* [WHAT THIS TASK INVOLVES]:
Where a line holds the word "python", copy that line from the data below.

(Stored items)
PR #3552, opened 2020-08-30
Wait for link element to be loaded.

### LINKED ISSUE #835: [Chrome] Dynamic only works after toggling twice on https://docs.python.org
I am using Dark Reader in Chrome 70.0.3538.77 with the "Dynamic" theme engine. 

When I open https://docs.python.org, the main frame is shown in white (there are some modifications in the background). This can be fixed by turning Dark Reader off and on again. 

Screencast: https://streamable.com/1br2s

Gusted:
- Wait until the link element has been loaded.
- Resolves #835


Gusted:
However, this should resolve the error and handling(what's being done). It doesn't show any progress on the styles itself.

erkinalp (approved):

Gusted:
@erkinalp Does it works for you? For me it's still persists as problem.

src/inject/dynamic-theme/css-rules.ts
```diff
@@ -17,13 +18,8 @@ export function iterateCSSRules(rules: CSSRuleList, iterate: (rule: CSSStyleRule
...
                     logInfo('An possible attempt on a unloaded CSSImportRule has been made.');
-                        (rule.parentStyleSheet.ownerNode as HTMLLinkElement).onload = () => {
-                        try {
-                            iterateCSSRules(rule.styleSheet.cssRules, iterate);
-                        } catch (err) {
-                            logWarn(err);
-                        }
-                    };
+                    await linkLoading(rule.parentStyleSheet.ownerNode as HTMLLinkElement);
+                    iterateCSSRules(rule.styleSheet.cssRules, iterate);
```
erkinalp, line 22: thanks

erkinalp (approved):

src/inject/dynamic-theme/css-rules.ts
Gusted: It's still a POC as it doesn't work for me so not sure where the fault relies.

11bit:
Hey guys, I have experimented a bit with this issue and found the change that seems to be the cause of the problem: https://github.com/darkreader/darkreader/commit/7185820f7d6865dbd908ee3196eaf080bf3c90b4#diff-3d04f9c5378d3d93c42df303885b05a5L144

Probably the change from `if (cssRules == null || accessError) {` to `if ((cssRules && !accessError) || isStillLoadingError(accessError)) {` is not correct because cssRules for links in load state in Chrom is null.

What do you think about changing the condition like this:
```diff
index 2b73dfc0..04d703d8 100644
--- a/src/inject/dynamic-theme/style-manager.ts
+++ b/src/inject/dynamic-theme/style-manager.ts
@@ -143,7 +143,7 @@ export function manageStyle(element: StyleElement, {update, loadingStart, loadin
                 logWarn(accessError);
             }

-            if ((cssRules && !accessError) || isStillLoadingError(accessError)) {
+            if ((cssRules === null && !accessError) || isStillLoadingError(accessError)) {
                 try {
                     await linkLoading(element);
                 } catch (err) {
```

Gusted:
`  if ((cssRules === null && !accessError)`

Hmm seems it's now checking again if it's null instead of checking if it exist. That's inverted logic. @alexanderby?

erkinalp (approved):

alexanderby:
Hmm, sounds reasonable, it used to check for `null` before, maybe I was not attentive. But then surprising how it works. You can simplify the condition with `if (!(cssRules || accessError) || isStillLoadingError(accessError))...`.

src/inject/dynamic-theme/css-rules.ts
```diff
@@ -3,7 +3,7 @@ import {parseURL, getAbsoluteURL} from './url';
 import {logWarn} from '../utils/log';
 
 export function iterateCSSRules(rules: CSSRuleList, iterate: (rule: CSSStyleRule) => void) {
-    forEach(rules, (rule) => {
+    forEach(rules, async (rule) => {
```
alexanderby, line 6: Is `async` needed there?

alexanderby (changes requested):

src/inject/dynamic-theme/css-rules.ts
Gusted: Not anymore

alexanderby:
Works unstable for me at https://docs.python.org/3/

Gusted:
Chromium is having a bug, which I partially understand but can't explain.  Tried to in https://github.com/darkreader/darkreader/pull/3552/commits/6d00650e25caaff8f93e9beb69d72689f3b9fe22

Gusted:
But their still seems to be some condition that the `sync` and `async` of iterateCSSType is conflicting and therefor still not loaded correctly.

erkinalp (approved):

Gusted:
Very unreliable - Overseeded by #6102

* [PROBLEM SOLUTION]:
### LINKED ISSUE #835: [Chrome] Dynamic only works after toggling twice on https://docs.python.org
When I open https://docs.python.org, the main frame is shown in white (there are some modifications in the background). This can be fixed by turning Dark Reader off and on again. 
Works unstable for me at https://docs.python.org/3/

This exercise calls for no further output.